(Saved data entries)

_ _ _ _

PR #539, opened 2022-04-19
	223-text-prediction

dwipddalal:
# Interactive Text Prediction with OpenVINO
This is a demo for text prediction using [gpt-2](https://github.com/openvinotoolkit/open_model_zoo/tree/master/models/public/gpt-2) model
The complete pipeline of this demo's notebook is shown below.

image2

</br>
This is an interactive demonstration in which the user can type text into the input bar and generate predicted text. This procedure can be repeated as many times as the user desires.
</br>
</br>

image3

### DIFF
--- a/README.md
+++ b/README.md
@@ -95,7 +95,8 @@ More amazing notebooks here!
 | [111-detection-quantization](notebooks/111-detection-quantization/)<br>[![Binder](https://mybinder.org/badge_logo.svg)](https://mybinder.org/v2/gh/openvinotoolkit/openvino_notebooks/HEAD?filepath=notebooks%2F111-detection-quantization%2F111-detection-quantization.ipynb) | Quantize an object detection model | 
 | [112-pytorch-post-training-quantization-nncf](notebooks/112-pytorch-post-training-quantization-nncf/) | Use Neural Network Compression Framework (NNCF) to quantize PyTorch model in post-training mode (without model fine-tuning)| 
 | [113-image-classification-quantization](notebooks/113-image-classification-quantization/) | Quantize mobilenet image classification | 
-| [114-quantization-simplified-mode](notebooks/114-quantization-simplified-mode/) | Quantize Image Classification Models with POT in Simplified Mode| |
+| [114-quantization-simplified-mode](notebooks/114-quantization-simplified-mode/) | Quantize Image Classification Models with POT in Simplified Mode|
+| [115-async-api](notebooks/115-async-api/) | Use Asynchronous Execution to Improve Data Pipelining| |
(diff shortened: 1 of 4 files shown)


dwipddalal:
Is this PR ready to be merged, or has it already been merged?

adrianboguszewski:
Hi @dwipddalal. Thank you for this great notebook. We're sorry for the waiting time. We're a small team and were very busy. Absolutely we would like to merge it. It should be possible in July/August. Please wait for the reviews.

adrianboguszewski (changes requested):
This is really great and useful notebook. However, we need to change some things to be able to merge it. Please:
- change the name to 223-text-prediction (new number and lowercase)
- change the extension of README from txt to md
- add this notebook to the main README and notebooks/README files
- remove HTML tags from README.txt and replace them with markdown
- remove DEVICE var as the only option in case of dynamic shapes is CPU
- add this note above dynamic shapes assignment (Note: Since the text recognition model is with dynamic input shape and current release of OpenVINO 2022.1 does not support dynamic shape on iGPU, you cannot directly switch device to iGPU for inference in this case. Otherwise, you may need to resize the input images to this model into a fixed size and then try running the inference on iGPU.)
- check if the model is converted, not to convert many times (see e.g. 401)
- displaying download commands is in the wrong cell
- print the name and shape of input and output nodes instead of objects
- use a longer sequence than 64 e.g. 128
- remove interactive mode as it causes issues with our CI (remove the last while loop and input, assign the beginning to a variable instead)

dwipddalal:
Sure @adrianboguszewski, I shall immediately start working on these improvements. Thank you.

dwipddalal:
Do I have to add this notebook in the following section?
image

adrianboguszewski:
Not this section, but add it to the table below:
image

dwipddalal:
Okay sure.

adrianboguszewski:
Hi @dwipddalal, could you explain what happened here? This situation (merging 0 commits to our main branch without CIs passing and by an unauthorized person) is impossible taking into account our settings.

dwipddalal:
I pushed back my commits and updated my branch to the date so I could make a new pull request with all the changes you suggested. 
I guess there is some fault in the system because of which it is showing "0 commits to our main branch."

dwipddalal:
I made a new pull request #611

adrianboguszewski:
Thanks. Indeed, it looks like a Github glitch/issue.

dwipddalal:
Yes. Please do have a look at new PR and let me know if I have to make any more changes or is it ready?

PR #1854, opened 2022-07-05
python-3.7 update

burdettadam:
# UNDER RAPID DEVELOPMENT!
This draft PR updates ACA-PY to use python-3.7 along with dependency updates. 
For questions during development please reach out to @burdettadam or @dbluhm.


aries_cloudagent/core/dispatcher.py
```diff
@@ -284,9 +253,6 @@ def __init__(
 
         """
         super().__init__(**kwargs)
-        # Weakly hold the context so it can be properly garbage collected.
-        # Binding this DispatcherResponder into the context creates a circular
-        # reference.
```
andrewwhitehead, line 289: Is some auto-formatter removing these comments and newlines?

swcurran: @burdettadam -- please investigate this.  We definitely don't want to lose comments from the code.

burdettadam: I absolutely agree, we don't want to lose any comments or clarity in code. I did notice some comments lost from some tooling I used. We are focused on getting all required interface updates done then updating tests. We will then go back over and add any lost comments and clarity. I also plan to squash my commits to make my git history clearer. 
Nice to see interest in the PR already. 😃.

swcurran:
We also have to think about how this will impact the daily AATH testing. Presumably the "dockerfile-main" file will have to change when we merge this PR.  We can do something locally or on a PR branch for testing this, but for the daily runs, we have to wait until this PR is merged.

dbluhm:
Yeah, good points; my reason for asking isn't quite so forward thinking -- just trying to get an image base to point circleci and the integration tests to :sweat_smile:

That being said, rather than merging to main, it does seem like perhaps a good idea to have a python 3.7 feature branch that lives in parallel as we sort out updates and fixing deprecation warnings and/or producing experimental builds.

swcurran:
I'm not an expert on that approach, but do think it sounds like a reasonable idea.  I would not want it to live long, but perhaps it should be around for a bit.  We do need to get the world used to using 3.7.

dbluhm:
For now, I've pointed circleci and integration tests to ghcr.io/indicio-tech/von-image:py37-1.16-0 but happy to replace this with a more official image when we're ready.

dbluhm:
Using a very rough tool I cobbled together, my most recent commits on this PR update usage of marshmallow fields to correct deprecations made in newer versions. The tool can be found here: https://github.com/dbluhm/acapy-marshmallow-upgrade. This significantly increases the number of lines touched by this PR. I can replay the changes on a different PR if that is preferred.

swcurran:
What is the status of this @burdettadam / @dbluhm ? 

We have a new-to-ACA-Py dev @Jsyro looking at the failing Python 3.7 and 3.10 tests to see if he can get them to run.  Should he take over this?  Any suggestions on next steps?

Thanks!

dbluhm:
This PR sought to update dependencies and to resolve deprecation warnings. We solved a number of issues but this PR has since grown stale (partially out of a shift in focus to get container images with newer python versions first, partially out of just getting busy with other tasks). I think this probably just needs to be closed but if we're interested in solving the many deprecation warnings from marshmallow, the pattern I used and described in my comments above I think are still relevant.

Issue #1313, opened 2021-07-13
Update the resolver for did:sov to use the latest DID Method Rules


swcurran:
Please update the DID Resolver within ACA-Py for "did:sov" to follow the rules as recently updated in the DID Method spec.  This means adjusting the returned DIDDoc to exactly what is documented in the DID Method spec for the cases of their being no endpoint ATTRIB, a "current convention" endpoint ATTRIB and support for the defined new convention endpoint ATTRIB.

The PR for the DID Method that highlights the changes is here:

https://github.com/sovrin-foundation/sovrin/pull/296/files

@dbluhm -- great if you could point out where in the ACA-Py code this needs to go.

Thanks!

dbluhm:
https://github.com/hyperledger/aries-cloudagent-python/blob/main/aries_cloudagent/resolver/default/indy.py#L64-L91

domwoe:
Please don't remove support for additional service types beside did-communication/DIDcomm. In the Business Partner Agent project we rely on service type "profile"

swcurran:
That one is new to me.  Could you give an example and where it comes from?

domwoe:
https://hackmd.io/4oZOgwFOQDSFUuu3ruN-_g

swcurran:
Dom -- the "profile" is not a convention that has been supported in Indy AFAIK -- e.g. are there any ATTRIBs on Sovrin MainNet using it?  On the other hand, the "endpoint" ATTRIB is commonly used on Sovrin and likely other Indy networks.

For that and many other use cases, we really need to have "did:indy", so that the controller of the DID can define what they want in their DIDDoc.  That is supported in what we have defined "did:indy" to be.

Let's work on that to achieve this capability.

domwoe:
I agree that we should move forward with did:indy, but it would be great to preserve this functionality in did:sov as well to not break our BPA deployments.

The did-sov driver of the uni resolver has always supported this feature and still is (see https://dev.uniresolver.io/1.0/identifiers/did%3Asov%3Aidu%3A4PDz9iiQqgVXhMA7nWqRzS). Although an ID should be added to the service.

Furthermore, we added the feature to write/read services of different types to ACA-Py more than a year ago.
https://github.com/hyperledger/aries-cloudagent-python/issues/589

If the did:sov resolver in ACA-Py gets implemented exactly like the did:sov driver of the ACA-Py our use case is still supported, but i'd suggest to generate an id field to the service object.

[...]

PR #1863, opened 2022-07-18
fix: resolve dids following new endpoint rules

dbluhm:
Naive solution to the issue raised by @TimoGlastra in #1313.


aries_cloudagent/resolver/default/indy.py
```diff
@@ -43,6 +46,60 @@ def supported_did_regex(self) -> Pattern:
...
+        self,
+        builder: DIDDocumentBuilder,
+        endpoint: str,
+        recipient_key: VerificationMethod,
+    ):
+        builder.service.add_didcomm(
+            ident=self.SERVICE_TYPE_DID_COMMUNICATION,
+            type_=self.SERVICE_TYPE_DID_COMMUNICATION,
+            service_endpoint=endpoint,
+            priority=1,
```
dbluhm, line 59: This one sets priority to 1, other sets priority to 0 -- should probably be consistent.

aries_cloudagent/resolver/default/indy.py
```diff
@@ -43,6 +46,60 @@ def supported_did_regex(self) -> Pattern:
...
+        self,
+        builder: DIDDocumentBuilder,
+        endpoint: Mapping[str, Any],
+        recipient_key: VerificationMethod,
+    ):
+        types = endpoint.get("types", [self.SERVICE_TYPE_DID_COMMUNICATION])
+        routing_keys = endpoint.get("routingKeys", [])
+        endpoint_url = endpoint.get("endpoint")
+        if not endpoint_url:
+            raise ValueError("endpoint url not found in endpoint attrib")
```
dbluhm, line 74: Need a test to hit this.

TimoGlastra (approved):

aries_cloudagent/resolver/default/indy.py
```diff
@@ -43,6 +46,60 @@ def supported_did_regex(self) -> Pattern:
...
+
+        if self.SERVICE_TYPE_DIDCOMM in types:
+            builder.service.add(
+                ident="#didcomm-1",
+                type_=self.SERVICE_TYPE_DIDCOMM,
+                service_endpoint=endpoint_url,
+                recipient_keys=[recipient_key.id],
+                routing_keys=routing_keys,
+                accept=["didcomm/v2"],
```
andrewwhitehead, line 83: Isn't it an issue that it resolves to accept only didcomm/v2, while we don't actually support that yet? Or does it not matter because this endpoint isn't examined anyway.

dbluhm: Yeah, I think in this case, we're just constructing the DID Document as the DID Method spec outlines and whether we use the all of the services outlined in the doc is another question. We will be essentially ignoring them for now since we're only looking for the `did-communication` type.

andrewwhitehead (approved):

PR #1880, opened 2022-07-28
Allow fully qualified class names for profile managers

chumbert:
Fix a small oversight that prevents specifying a qualified class name as
wallet type.


dbluhm (approved):
LGTM

PR #1881, opened 2022-08-01
fix: didx request cannot be accepted

rmnre:
Hi everyone,

this PR fixes a few problems which were apparently introduced by #1710:

- A didx request which is received in response to an explicit oob invitation cannot be accepted because the state of the corresponding connection record is not updated to `'request-received'`

- The admin api incorrectly indicates that the `/out-of-band/receive-invitation` endpoint returns a `ConnRecord` instead of the new `OobRecord` (which is also why the `OobRecord` is not included in the `swagger.json`)

@TimoGlastra: maybe you want to take a look to make sure I didn't break the connectionless exchange feature by saving the updated connection record?


dbluhm (approved):
I haven't explicitly evaluated whether this impacts connection-less exchange but not saving the conn rec in just that one case certainly seems like a bug. This fix looks reasonable to me.

swcurran:
An integration test is failing. Hopefully this is not an intermittent failure, but it needs to be investigated.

_ _ _ _

→ EXERCISE OBJECTIVE
Report each line in the data above that holds the word "were" by copying it.

→ ANSWER TO THIS PROBLEM
Hi @dwipddalal. Thank you for this great notebook. We're sorry for the waiting time. We're a small team and were very busy. Absolutely we would like to merge it. It should be possible in July/August. Please wait for the reviews.
this PR fixes a few problems which were apparently introduced by #1710:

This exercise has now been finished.